The external benchmarks, which present the performance figures under different combinations of number of rules or flows, traffic load, and number of microengines, have illustrated that the implementation can well support PHBs in DiffServ at an aggregated throughput of 282 Mb/s (550kpps), as shown in Fig. 10 . Both external and internal benchmarks identify the double bottlenecks of both SRAM and microengines in the Range Matching DiffServ-the Range Matching DiffServ could still suffer from one bottleneck after the other is solved.
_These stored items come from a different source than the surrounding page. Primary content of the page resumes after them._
PR #352, opened 2021-08-10
Simulation legend

### LINKED ISSUE #291: Add legend to simulate page to clarify the colour encodings used by the panels

YohannParis:
**What**
- fix #291 

**How**
- Separated the new model legends, into a legend panel to contains legends and a model legend.
- Created a new simulation legend for the runs.

**Videos**

https://user-images.githubusercontent.com/636801/128936065-5ea672b1-a93f-403e-adcb-cb4ee433cd31.mov

### DIFF
--- a/client/src/views/Simulation/components/SimulationLegend.vue
+++ b/client/src/views/Simulation/components/SimulationLegend.vue
@@ -2,7 +2,7 @@
   <ul class="legend-simulation">
     <li class="run current">Current Run</li>
     <li class="run previous">Previous Runs</li>
-    <li class="run aggregate">Aggregate of all Runs</li>
+    <li class="run average">Average of all Runs</li>
     <li class="observational">Observational Data</li>
   </ul>
 </template>
@@ -34,18 +34,18 @@
     width: 3em;
   }
 
-  .aggregate::before {
+  .run.average::before {
     background-color: var(--selection);
   }
 
-  .current::before {
+  .run.current::before {
     background-color: var(--colours-nodes-default);
 
     /* To help separate from the panel background */
     border: 1px solid var(--nord4);
   }
 
-  .previous::before {
+  .run.previous::before {
     background-color: var(--colours-nodes-other);
   }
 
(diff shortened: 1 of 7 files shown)


client/src/views/Simulation/components/SimulationLegend.vue
```diff
@@ -0,0 +1,50 @@
+<template>
+  <ul class="legend-simulation">
+    <li class="run current">Current Run</li>
+    <li class="run previous">Previous Runs</li>
+    <li class="run aggregate">Aggregate of all Runs</li>
```
RosaRomeroGomez, line 5: We probably want to add here the line for observational data (even if we don't have it yet). I think the color should be `#E75BCD` but @emilykuang can confirm.

RosaRomeroGomez (approved):
Good idea to just have everything in the same legend. Looks great.

client/src/views/Simulation/components/SimulationLegend.vue
YohannParis: Thanks, I was thimking that 3 legend buttons would be too much.

Do you think we need subtitles for the legend? I'm worriewd that user might think the runs colours are for edges. @emilykuang what are your thoughts?

emilykuang: Thanks for adding the observational data. Yes, the subtitles are good for differentiating between the Model Panel and Variable Panel, the divider looks great! 
I am just wondering about the wording for the yellow line: the meaning of `Aggregate` is "calculated by the combination of units; total" which may be confusing, many a better word is `Average`?

emilykuang (approved):

client/src/views/Simulation/components/SimulationLegend.vue
RosaRomeroGomez: 100%

YohannParis: Screen Shot 2021-08-11 at 09 30 05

Although the SDRAM is the bottleneck in IP forwarding, the bottleneck may shift from one functional unit to another, depending on the specific service, algorithm, and the way input traffic is allocated to threads. Moreover, the SRAM bottleneck is found to occur not necessarily at 100 percent utilization, but even at 55 percent when the access is bursty.
Four methods are presented to solve the bottleneck of SRAM access that results in low utilization of receiver microengines. First, the routing table may be stored in SDRAM in the hope of offloading SRAM. Second, one large SRAM may be divided into many smaller banks at different interfaces, reducing the queuing delay of requests in the command queue, if the requested addresses are in different memory banks. Even some redundant memory modules may also be used, possibly with an access arbitrator, to store many copies of the routing table and classification rules to enhance accessibility. Third, a new memory architecture, such as quad data rate SRAM with a peak bandwidth of up to 1.6 Gbytes/s/channel (two to three times that supported by SRAM), may be adopted. However, a new interface between the memory and other functional units may be required. Finally, an additional cache (or content addressable memory) can be used to reduce the number of times memory is accessed, because traffic in the same time period normally shows locality in lookups of classification rules and routing tables.